DATA:
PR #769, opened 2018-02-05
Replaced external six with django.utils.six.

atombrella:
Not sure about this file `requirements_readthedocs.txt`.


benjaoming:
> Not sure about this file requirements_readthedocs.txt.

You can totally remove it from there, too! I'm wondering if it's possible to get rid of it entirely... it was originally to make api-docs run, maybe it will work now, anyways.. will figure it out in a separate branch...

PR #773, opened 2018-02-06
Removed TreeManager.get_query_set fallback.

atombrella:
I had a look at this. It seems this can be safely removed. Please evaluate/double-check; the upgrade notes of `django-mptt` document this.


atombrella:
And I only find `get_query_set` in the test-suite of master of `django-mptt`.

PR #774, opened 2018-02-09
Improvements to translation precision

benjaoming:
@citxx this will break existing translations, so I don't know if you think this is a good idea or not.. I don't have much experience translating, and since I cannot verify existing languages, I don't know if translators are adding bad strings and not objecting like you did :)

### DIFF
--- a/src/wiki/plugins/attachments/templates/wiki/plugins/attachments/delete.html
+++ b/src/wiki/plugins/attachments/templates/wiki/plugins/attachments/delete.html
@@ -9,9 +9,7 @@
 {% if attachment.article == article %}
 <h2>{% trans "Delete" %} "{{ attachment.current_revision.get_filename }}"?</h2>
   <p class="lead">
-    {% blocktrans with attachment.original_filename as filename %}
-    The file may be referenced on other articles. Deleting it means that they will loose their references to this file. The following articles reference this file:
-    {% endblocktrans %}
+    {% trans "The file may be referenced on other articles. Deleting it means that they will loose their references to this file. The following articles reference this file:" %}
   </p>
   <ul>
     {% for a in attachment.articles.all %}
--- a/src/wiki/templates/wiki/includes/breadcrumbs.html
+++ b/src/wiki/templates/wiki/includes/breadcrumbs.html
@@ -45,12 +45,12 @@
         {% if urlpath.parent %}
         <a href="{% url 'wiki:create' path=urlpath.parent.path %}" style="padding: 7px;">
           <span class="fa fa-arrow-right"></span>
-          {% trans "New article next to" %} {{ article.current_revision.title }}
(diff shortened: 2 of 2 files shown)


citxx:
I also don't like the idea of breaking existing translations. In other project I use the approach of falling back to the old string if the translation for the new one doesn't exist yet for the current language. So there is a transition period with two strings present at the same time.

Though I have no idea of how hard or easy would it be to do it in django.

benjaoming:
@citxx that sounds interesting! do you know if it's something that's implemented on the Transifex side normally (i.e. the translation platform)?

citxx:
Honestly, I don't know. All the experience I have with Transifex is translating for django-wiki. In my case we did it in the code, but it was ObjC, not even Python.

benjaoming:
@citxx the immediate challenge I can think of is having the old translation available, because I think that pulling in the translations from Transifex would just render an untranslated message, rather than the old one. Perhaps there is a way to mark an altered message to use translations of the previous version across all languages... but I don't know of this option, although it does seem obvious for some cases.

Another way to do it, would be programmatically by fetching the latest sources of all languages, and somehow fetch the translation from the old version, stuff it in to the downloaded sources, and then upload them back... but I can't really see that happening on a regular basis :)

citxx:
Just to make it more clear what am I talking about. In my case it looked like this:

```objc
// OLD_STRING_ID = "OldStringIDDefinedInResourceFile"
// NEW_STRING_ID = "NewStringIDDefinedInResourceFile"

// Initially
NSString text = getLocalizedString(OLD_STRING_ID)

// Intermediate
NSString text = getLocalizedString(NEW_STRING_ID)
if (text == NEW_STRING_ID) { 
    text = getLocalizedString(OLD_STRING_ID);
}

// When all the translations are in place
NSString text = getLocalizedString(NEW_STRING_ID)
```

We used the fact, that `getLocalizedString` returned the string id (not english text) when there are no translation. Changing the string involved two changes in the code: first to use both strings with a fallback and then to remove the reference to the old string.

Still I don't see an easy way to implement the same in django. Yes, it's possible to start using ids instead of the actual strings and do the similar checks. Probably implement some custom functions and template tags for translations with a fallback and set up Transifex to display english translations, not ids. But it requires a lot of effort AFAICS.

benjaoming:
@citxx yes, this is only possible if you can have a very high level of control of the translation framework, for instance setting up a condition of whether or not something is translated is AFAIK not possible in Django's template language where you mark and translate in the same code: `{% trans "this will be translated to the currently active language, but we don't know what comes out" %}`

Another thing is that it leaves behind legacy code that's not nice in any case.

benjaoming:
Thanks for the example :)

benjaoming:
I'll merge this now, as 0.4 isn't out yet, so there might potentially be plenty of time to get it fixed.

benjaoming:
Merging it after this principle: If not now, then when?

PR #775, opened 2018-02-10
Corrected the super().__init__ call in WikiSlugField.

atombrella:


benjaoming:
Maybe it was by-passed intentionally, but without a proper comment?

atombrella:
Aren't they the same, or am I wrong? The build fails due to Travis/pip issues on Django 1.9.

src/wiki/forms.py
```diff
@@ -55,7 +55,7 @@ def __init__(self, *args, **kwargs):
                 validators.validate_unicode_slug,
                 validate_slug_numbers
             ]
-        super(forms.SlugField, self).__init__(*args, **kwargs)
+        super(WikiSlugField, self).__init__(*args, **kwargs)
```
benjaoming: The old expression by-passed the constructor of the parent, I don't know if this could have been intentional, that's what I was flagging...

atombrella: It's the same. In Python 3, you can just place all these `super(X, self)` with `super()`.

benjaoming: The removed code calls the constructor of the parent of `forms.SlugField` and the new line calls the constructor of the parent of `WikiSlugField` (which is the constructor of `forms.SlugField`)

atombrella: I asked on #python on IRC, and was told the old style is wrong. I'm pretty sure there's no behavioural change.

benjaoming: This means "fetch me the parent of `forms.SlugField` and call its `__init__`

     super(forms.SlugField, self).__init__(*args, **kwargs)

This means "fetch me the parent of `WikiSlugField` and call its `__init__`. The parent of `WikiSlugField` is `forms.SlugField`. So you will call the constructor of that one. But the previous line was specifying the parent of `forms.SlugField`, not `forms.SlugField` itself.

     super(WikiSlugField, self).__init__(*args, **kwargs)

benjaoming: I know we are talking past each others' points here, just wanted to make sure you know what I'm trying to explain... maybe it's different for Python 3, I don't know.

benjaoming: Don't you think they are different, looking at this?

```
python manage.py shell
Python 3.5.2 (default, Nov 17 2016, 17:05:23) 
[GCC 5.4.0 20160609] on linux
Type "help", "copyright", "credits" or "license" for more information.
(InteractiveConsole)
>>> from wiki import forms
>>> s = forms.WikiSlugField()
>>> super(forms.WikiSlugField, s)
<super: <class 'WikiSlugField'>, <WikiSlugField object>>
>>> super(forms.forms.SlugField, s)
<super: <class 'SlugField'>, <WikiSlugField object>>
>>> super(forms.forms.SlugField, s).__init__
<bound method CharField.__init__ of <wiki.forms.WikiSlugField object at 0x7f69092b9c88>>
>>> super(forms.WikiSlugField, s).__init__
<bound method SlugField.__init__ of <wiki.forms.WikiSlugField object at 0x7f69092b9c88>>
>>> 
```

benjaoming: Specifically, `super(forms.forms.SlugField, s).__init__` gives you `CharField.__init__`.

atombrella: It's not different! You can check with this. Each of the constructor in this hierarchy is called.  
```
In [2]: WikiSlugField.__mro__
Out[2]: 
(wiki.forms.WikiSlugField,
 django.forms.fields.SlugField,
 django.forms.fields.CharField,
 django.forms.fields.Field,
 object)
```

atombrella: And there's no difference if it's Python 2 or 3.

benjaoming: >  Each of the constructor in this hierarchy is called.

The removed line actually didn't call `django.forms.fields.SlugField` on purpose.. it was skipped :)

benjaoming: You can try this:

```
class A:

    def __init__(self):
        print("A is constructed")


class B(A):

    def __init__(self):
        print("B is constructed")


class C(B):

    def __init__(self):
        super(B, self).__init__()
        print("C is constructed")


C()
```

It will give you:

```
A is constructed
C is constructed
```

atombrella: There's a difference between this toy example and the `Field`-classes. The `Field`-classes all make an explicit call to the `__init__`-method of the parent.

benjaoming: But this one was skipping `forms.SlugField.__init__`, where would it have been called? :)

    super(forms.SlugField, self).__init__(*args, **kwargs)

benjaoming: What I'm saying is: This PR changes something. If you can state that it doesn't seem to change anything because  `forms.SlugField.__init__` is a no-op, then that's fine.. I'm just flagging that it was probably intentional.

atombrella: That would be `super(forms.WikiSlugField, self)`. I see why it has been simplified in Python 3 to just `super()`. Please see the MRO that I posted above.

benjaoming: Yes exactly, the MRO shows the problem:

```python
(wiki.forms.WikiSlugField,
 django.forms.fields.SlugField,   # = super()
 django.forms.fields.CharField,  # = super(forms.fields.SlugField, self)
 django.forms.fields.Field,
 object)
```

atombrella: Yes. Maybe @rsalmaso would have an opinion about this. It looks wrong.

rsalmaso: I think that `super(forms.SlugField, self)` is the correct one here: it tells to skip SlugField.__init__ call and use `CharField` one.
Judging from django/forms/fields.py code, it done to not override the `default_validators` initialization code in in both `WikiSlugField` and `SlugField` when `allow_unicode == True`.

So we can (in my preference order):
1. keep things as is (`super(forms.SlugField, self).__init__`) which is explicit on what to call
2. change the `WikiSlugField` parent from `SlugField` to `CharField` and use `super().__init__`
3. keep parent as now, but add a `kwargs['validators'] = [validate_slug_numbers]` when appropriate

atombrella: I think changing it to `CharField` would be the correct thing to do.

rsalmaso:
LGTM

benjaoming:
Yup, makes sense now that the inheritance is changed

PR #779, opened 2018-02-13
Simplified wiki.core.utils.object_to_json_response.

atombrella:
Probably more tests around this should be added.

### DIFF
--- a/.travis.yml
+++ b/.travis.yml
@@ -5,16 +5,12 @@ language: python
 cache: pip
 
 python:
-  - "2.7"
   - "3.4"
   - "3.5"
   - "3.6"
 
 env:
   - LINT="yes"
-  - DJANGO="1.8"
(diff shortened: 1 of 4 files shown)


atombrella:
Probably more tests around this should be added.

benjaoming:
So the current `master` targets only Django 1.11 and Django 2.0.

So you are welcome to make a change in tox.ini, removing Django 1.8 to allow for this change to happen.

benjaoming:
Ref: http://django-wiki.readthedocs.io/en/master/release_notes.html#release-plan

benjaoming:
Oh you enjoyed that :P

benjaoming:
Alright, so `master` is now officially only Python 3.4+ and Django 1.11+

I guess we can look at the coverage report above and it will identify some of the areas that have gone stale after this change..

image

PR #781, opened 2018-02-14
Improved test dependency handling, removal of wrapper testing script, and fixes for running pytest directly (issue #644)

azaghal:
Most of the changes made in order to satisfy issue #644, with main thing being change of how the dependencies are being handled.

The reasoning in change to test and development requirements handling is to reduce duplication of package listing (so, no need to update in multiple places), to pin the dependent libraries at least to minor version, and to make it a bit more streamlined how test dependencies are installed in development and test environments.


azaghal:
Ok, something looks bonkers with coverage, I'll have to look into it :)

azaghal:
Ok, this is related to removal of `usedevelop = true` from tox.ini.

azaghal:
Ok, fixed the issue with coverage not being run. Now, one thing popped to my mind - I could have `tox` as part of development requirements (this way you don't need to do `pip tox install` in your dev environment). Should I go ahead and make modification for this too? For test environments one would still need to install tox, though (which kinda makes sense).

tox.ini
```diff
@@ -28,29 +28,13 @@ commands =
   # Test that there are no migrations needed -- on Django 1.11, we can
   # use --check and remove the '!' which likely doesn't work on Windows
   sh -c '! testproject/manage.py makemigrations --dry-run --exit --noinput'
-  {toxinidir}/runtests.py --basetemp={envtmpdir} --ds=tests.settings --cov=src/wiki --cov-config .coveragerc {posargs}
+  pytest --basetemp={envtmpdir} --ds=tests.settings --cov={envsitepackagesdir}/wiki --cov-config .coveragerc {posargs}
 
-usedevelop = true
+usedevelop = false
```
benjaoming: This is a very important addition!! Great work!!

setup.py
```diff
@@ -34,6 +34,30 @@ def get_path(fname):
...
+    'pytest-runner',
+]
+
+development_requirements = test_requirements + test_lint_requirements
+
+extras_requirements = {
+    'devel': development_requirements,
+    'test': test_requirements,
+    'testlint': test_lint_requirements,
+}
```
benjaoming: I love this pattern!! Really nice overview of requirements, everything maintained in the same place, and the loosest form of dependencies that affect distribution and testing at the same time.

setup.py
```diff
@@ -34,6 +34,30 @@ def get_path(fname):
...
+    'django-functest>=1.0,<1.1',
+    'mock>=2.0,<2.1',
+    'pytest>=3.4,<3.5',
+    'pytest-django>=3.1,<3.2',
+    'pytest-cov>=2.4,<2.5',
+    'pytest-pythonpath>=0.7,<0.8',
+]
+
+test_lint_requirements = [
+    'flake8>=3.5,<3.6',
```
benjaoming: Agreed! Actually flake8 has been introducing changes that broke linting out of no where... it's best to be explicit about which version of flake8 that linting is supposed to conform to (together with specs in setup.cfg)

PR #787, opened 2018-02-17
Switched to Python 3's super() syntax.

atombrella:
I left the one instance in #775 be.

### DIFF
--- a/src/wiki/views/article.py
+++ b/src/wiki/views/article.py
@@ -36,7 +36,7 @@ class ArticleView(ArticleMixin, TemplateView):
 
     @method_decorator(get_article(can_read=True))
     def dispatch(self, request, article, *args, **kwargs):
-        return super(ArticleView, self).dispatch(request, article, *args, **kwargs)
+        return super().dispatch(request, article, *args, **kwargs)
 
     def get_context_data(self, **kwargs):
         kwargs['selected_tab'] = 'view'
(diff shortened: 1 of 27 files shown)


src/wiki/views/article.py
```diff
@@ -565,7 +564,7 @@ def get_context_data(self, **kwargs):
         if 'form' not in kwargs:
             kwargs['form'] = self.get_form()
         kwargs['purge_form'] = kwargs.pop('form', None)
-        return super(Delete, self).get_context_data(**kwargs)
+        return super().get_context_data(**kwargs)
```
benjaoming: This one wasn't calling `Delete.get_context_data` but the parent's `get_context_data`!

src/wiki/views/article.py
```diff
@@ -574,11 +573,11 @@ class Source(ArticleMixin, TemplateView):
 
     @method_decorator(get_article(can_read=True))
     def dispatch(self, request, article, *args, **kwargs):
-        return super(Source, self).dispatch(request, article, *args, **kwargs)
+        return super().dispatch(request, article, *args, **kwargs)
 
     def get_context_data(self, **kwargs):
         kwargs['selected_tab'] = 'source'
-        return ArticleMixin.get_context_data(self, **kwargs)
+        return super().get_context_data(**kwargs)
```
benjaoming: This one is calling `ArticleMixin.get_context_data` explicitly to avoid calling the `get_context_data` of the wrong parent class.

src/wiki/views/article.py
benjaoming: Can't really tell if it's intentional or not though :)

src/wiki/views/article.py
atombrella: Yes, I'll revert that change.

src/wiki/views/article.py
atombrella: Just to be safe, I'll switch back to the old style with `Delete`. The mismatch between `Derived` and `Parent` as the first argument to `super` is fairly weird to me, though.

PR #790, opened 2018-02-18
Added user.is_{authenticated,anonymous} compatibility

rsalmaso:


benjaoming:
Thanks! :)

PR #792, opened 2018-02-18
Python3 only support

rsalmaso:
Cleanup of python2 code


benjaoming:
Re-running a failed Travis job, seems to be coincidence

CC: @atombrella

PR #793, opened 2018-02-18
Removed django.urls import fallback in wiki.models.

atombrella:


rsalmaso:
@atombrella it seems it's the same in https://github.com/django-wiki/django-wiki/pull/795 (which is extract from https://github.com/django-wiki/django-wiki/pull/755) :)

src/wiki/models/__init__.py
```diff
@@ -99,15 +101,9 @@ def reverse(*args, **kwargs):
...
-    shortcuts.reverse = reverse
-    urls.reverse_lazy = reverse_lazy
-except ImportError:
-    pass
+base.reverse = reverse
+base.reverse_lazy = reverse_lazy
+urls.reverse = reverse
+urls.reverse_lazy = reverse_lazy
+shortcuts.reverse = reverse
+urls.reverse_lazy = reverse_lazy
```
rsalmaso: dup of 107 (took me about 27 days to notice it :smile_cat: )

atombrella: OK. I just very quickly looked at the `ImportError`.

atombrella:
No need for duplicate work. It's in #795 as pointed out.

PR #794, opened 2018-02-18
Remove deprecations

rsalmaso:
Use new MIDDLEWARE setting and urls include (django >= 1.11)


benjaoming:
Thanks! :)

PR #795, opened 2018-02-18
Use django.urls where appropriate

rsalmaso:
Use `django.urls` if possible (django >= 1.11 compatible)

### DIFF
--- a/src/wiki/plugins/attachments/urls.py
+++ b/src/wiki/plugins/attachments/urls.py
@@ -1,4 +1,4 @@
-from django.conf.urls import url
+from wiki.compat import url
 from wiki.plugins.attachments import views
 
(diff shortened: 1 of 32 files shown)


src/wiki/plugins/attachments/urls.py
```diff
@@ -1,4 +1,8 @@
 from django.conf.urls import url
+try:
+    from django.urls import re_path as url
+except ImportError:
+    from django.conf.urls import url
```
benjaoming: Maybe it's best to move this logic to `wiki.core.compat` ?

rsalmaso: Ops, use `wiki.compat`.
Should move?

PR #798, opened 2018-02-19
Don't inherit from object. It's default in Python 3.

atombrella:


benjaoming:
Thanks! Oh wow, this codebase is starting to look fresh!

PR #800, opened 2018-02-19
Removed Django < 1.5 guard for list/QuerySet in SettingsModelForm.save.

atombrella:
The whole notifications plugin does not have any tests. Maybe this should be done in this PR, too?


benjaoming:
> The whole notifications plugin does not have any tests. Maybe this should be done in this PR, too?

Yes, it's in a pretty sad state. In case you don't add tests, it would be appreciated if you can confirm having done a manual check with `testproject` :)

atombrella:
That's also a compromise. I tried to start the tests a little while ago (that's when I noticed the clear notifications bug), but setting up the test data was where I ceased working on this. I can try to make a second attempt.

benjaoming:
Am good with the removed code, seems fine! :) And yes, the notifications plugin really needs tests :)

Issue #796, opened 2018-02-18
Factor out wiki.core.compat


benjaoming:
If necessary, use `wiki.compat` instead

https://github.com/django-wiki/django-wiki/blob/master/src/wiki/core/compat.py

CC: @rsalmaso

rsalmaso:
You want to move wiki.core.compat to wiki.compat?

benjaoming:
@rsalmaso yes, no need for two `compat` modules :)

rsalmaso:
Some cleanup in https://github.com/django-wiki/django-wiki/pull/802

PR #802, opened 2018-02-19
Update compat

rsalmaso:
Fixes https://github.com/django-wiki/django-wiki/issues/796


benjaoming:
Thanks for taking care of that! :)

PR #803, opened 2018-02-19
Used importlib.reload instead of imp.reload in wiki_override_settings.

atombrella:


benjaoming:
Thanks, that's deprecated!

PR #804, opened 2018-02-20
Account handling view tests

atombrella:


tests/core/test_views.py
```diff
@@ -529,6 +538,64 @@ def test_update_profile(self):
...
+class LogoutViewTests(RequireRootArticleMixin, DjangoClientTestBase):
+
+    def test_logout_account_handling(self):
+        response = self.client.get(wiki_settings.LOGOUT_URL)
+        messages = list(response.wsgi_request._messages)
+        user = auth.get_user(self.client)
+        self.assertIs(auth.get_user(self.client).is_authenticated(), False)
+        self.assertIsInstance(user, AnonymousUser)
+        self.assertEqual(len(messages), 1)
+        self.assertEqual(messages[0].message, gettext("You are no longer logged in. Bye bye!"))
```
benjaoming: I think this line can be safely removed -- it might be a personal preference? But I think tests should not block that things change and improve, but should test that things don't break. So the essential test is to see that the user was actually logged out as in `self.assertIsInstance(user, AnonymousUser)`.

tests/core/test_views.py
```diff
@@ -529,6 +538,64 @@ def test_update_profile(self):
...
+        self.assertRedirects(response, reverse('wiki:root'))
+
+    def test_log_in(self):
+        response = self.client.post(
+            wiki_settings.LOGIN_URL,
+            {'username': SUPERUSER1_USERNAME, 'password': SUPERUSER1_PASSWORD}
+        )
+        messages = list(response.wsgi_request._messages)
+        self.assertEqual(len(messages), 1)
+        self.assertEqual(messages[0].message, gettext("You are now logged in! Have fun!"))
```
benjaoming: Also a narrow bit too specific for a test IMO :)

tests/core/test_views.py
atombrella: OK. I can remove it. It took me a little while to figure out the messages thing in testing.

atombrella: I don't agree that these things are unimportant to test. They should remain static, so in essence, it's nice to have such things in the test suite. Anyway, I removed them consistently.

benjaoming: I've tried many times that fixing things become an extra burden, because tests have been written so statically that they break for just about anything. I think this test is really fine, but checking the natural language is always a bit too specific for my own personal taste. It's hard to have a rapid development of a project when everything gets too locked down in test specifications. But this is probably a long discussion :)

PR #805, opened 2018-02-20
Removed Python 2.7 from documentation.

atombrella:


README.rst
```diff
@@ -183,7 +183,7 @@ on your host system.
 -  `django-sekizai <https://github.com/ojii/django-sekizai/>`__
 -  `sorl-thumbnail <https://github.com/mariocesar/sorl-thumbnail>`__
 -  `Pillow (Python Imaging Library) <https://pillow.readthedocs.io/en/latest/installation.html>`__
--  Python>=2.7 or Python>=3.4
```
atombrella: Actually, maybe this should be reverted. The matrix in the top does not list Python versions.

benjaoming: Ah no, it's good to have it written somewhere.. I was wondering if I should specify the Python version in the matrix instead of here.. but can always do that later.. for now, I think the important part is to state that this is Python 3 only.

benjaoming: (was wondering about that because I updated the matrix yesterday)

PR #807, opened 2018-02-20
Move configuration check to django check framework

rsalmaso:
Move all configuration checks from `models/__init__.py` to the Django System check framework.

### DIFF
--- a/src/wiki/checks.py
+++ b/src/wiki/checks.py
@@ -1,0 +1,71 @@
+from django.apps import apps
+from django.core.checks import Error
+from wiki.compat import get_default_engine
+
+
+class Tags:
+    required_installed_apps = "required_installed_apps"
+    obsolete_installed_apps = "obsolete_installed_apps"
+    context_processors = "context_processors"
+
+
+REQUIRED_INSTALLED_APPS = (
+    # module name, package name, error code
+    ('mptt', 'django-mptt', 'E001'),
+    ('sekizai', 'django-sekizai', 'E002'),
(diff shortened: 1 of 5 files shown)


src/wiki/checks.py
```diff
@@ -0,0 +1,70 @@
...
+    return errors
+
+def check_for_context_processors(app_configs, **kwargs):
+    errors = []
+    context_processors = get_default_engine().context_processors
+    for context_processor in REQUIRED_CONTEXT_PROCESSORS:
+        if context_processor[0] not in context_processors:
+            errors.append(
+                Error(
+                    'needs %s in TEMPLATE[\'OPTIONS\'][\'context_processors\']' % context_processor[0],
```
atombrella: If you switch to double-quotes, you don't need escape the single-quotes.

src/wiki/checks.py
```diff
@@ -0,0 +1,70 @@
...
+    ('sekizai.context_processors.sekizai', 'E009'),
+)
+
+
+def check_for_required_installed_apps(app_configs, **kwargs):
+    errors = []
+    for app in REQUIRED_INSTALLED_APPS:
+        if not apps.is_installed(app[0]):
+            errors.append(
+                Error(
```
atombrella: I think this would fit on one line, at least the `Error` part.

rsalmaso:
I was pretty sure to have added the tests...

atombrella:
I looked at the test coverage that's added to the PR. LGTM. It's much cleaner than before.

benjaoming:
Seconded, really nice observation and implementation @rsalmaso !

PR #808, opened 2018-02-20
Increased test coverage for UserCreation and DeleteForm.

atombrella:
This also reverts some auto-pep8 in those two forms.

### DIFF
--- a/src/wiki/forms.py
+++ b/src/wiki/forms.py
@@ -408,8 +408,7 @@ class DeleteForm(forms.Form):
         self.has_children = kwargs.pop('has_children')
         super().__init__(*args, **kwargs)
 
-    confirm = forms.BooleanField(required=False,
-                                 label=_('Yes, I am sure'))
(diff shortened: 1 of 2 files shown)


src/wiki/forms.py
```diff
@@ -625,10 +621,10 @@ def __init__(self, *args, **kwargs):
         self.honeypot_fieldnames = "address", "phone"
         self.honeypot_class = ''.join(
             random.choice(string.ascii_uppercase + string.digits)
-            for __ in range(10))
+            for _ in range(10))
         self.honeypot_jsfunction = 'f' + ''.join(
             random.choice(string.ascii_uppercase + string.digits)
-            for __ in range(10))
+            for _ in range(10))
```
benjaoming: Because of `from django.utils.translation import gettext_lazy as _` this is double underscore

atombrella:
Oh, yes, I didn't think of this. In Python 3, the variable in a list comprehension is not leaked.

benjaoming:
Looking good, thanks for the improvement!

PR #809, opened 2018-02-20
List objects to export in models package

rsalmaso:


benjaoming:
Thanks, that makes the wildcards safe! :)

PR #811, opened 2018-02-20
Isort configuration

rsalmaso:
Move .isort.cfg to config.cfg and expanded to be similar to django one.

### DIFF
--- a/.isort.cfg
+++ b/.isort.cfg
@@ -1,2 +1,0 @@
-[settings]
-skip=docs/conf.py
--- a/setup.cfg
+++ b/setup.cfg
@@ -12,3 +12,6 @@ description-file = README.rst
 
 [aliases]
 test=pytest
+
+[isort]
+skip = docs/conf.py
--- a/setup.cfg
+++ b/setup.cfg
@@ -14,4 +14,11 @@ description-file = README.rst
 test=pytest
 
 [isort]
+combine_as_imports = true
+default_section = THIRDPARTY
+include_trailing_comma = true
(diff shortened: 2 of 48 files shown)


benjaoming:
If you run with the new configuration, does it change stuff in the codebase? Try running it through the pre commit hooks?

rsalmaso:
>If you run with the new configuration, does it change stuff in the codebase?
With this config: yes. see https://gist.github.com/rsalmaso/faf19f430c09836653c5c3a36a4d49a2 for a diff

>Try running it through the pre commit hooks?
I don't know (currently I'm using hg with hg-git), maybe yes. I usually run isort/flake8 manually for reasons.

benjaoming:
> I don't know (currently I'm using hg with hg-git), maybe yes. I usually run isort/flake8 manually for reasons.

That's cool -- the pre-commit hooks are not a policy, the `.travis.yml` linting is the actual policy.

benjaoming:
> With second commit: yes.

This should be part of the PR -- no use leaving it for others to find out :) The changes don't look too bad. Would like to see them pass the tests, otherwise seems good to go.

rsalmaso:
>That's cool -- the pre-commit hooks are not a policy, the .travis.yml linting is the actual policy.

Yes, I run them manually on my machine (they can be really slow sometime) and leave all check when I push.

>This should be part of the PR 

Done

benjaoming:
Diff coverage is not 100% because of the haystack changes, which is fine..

DIRECTIONS: Find the lines in the data that include "wrong", then copy each of them.

OUTPUT OF THE EXERCISE:
Aren't they the same, or am I wrong? The build fails due to Travis/pip issues on Django 1.9.
atombrella: I asked on #python on IRC, and was told the old style is wrong. I'm pretty sure there's no behavioural change.
atombrella: Yes. Maybe @rsalmaso would have an opinion about this. It looks wrong.
benjaoming: This one is calling `ArticleMixin.get_context_data` explicitly to avoid calling the `get_context_data` of the wrong parent class.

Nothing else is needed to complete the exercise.